··· LISTED ENTRIES ···
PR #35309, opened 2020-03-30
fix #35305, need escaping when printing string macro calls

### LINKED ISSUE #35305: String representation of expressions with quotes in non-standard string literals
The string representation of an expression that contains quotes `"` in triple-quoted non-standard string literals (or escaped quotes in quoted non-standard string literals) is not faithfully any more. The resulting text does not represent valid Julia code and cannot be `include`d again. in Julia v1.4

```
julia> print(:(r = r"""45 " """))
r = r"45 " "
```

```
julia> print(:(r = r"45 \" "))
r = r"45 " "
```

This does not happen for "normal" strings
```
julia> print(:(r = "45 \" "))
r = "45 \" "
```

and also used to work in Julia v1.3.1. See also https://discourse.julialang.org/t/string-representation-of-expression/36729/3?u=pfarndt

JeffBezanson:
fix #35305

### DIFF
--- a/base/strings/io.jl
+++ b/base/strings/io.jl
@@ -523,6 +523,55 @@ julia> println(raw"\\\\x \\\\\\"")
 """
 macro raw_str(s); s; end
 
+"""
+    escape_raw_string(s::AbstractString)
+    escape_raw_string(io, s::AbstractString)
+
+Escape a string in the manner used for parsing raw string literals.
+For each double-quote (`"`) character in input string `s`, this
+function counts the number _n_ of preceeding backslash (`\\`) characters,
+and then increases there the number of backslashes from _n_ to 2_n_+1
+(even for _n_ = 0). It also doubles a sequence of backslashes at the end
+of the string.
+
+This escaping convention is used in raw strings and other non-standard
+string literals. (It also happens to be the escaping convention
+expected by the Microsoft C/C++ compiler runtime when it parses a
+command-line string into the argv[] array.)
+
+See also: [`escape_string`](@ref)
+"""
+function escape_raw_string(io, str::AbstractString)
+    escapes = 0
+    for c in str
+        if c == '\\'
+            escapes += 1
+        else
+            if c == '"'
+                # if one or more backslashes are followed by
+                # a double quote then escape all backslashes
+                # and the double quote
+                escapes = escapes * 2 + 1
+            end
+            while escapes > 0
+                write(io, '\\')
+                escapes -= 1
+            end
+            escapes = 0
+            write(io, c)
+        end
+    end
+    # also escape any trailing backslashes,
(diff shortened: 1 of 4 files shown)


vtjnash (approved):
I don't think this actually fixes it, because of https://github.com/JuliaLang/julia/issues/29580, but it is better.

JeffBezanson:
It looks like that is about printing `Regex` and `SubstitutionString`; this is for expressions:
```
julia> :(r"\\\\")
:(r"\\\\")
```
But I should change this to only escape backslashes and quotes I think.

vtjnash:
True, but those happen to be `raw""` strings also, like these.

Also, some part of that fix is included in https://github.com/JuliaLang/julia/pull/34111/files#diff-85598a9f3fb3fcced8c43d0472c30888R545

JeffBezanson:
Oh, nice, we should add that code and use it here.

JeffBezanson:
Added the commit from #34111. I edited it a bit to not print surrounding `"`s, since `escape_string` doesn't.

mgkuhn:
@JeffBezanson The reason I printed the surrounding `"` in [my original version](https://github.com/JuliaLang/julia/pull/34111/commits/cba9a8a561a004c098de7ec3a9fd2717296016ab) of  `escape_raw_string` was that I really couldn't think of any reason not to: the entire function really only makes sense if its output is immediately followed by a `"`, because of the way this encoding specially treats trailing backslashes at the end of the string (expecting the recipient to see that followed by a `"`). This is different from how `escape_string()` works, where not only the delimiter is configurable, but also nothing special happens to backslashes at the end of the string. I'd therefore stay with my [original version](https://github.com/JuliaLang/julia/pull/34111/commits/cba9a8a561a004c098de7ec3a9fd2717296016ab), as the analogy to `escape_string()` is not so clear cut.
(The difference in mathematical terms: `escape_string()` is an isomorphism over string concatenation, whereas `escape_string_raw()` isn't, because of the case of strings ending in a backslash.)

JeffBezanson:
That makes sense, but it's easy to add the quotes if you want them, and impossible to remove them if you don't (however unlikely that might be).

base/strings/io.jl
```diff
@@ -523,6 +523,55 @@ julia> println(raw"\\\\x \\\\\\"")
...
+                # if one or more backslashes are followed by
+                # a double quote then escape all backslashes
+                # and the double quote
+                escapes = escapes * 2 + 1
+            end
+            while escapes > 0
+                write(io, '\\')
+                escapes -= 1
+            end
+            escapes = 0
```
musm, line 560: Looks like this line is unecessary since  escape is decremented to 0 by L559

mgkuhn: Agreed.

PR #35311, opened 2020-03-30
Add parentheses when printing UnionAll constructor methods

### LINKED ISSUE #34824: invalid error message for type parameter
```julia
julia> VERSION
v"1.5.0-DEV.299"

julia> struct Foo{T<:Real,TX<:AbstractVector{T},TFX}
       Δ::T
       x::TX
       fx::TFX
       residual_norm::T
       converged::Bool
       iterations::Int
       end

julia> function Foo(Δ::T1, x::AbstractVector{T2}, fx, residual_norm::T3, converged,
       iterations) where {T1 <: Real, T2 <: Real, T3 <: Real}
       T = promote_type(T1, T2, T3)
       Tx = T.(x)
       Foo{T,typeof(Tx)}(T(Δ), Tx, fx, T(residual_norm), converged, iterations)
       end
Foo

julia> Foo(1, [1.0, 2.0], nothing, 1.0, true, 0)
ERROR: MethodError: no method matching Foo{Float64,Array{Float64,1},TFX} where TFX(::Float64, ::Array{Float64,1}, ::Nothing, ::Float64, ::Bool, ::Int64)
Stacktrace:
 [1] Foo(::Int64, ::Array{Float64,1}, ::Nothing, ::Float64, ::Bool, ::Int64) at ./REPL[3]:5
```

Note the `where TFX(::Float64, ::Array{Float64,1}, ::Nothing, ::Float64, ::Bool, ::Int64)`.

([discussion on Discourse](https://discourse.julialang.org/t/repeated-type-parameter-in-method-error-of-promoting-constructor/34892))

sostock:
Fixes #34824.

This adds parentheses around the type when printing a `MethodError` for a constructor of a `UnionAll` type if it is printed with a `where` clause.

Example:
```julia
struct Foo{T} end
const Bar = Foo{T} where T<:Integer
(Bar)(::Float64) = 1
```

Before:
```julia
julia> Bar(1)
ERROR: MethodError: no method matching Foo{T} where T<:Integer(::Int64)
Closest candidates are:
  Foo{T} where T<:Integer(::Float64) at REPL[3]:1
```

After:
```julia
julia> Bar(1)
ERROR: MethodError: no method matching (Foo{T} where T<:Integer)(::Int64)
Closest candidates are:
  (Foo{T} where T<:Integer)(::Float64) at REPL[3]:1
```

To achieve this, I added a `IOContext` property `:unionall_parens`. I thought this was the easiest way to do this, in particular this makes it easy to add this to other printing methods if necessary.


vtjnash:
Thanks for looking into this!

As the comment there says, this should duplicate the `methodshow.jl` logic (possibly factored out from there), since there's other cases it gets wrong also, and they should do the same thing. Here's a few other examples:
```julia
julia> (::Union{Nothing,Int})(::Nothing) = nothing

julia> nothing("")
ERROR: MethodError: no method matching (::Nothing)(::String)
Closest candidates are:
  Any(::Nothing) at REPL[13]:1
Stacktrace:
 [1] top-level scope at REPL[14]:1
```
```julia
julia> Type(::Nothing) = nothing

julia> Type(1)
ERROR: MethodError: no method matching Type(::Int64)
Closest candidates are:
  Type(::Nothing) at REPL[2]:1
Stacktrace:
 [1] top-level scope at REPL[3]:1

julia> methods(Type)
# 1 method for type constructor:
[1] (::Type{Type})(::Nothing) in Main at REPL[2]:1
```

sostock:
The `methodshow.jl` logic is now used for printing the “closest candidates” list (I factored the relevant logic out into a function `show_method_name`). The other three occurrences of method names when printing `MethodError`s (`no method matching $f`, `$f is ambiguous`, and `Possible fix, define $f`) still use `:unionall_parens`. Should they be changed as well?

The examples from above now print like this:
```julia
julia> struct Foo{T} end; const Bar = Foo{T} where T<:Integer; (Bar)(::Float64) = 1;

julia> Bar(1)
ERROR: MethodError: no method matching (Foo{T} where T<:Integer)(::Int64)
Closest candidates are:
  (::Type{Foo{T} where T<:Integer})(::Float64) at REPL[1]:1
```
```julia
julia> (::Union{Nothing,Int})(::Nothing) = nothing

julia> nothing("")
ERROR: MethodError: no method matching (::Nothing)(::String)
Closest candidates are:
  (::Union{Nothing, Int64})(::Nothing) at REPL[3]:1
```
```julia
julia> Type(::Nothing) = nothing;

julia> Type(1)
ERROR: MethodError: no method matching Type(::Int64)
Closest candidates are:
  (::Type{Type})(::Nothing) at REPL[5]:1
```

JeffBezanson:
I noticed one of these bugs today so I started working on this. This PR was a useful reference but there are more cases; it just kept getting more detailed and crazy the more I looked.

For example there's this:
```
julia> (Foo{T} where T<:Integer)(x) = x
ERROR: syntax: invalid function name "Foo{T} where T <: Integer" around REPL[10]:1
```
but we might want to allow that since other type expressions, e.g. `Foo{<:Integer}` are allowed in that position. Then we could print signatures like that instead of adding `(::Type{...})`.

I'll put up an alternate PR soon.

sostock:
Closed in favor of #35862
···
■ **WORK INSTRUCTIONS**: What you return must be an exact retyping of the lines above starting at the line with "### LINKED ISSUE #34824: invalid" and ending at the line with "Fixes #34824.", and nothing besides.

■ **SOLVED EXERCISE**:
### LINKED ISSUE #34824: invalid error message for type parameter
```julia
julia> VERSION
v"1.5.0-DEV.299"

julia> struct Foo{T<:Real,TX<:AbstractVector{T},TFX}
       Δ::T
       x::TX
       fx::TFX
       residual_norm::T
       converged::Bool
       iterations::Int
       end

julia> function Foo(Δ::T1, x::AbstractVector{T2}, fx, residual_norm::T3, converged,
       iterations) where {T1 <: Real, T2 <: Real, T3 <: Real}
       T = promote_type(T1, T2, T3)
       Tx = T.(x)
       Foo{T,typeof(Tx)}(T(Δ), Tx, fx, T(residual_norm), converged, iterations)
       end
Foo

julia> Foo(1, [1.0, 2.0], nothing, 1.0, true, 0)
ERROR: MethodError: no method matching Foo{Float64,Array{Float64,1},TFX} where TFX(::Float64, ::Array{Float64,1}, ::Nothing, ::Float64, ::Bool, ::Int64)
Stacktrace:
 [1] Foo(::Int64, ::Array{Float64,1}, ::Nothing, ::Float64, ::Bool, ::Int64) at ./REPL[3]:5
```

Note the `where TFX(::Float64, ::Array{Float64,1}, ::Nothing, ::Float64, ::Bool, ::Int64)`.

([discussion on Discourse](https://discourse.julialang.org/t/repeated-type-parameter-in-method-error-of-promoting-constructor/34892))

sostock:
Fixes #34824.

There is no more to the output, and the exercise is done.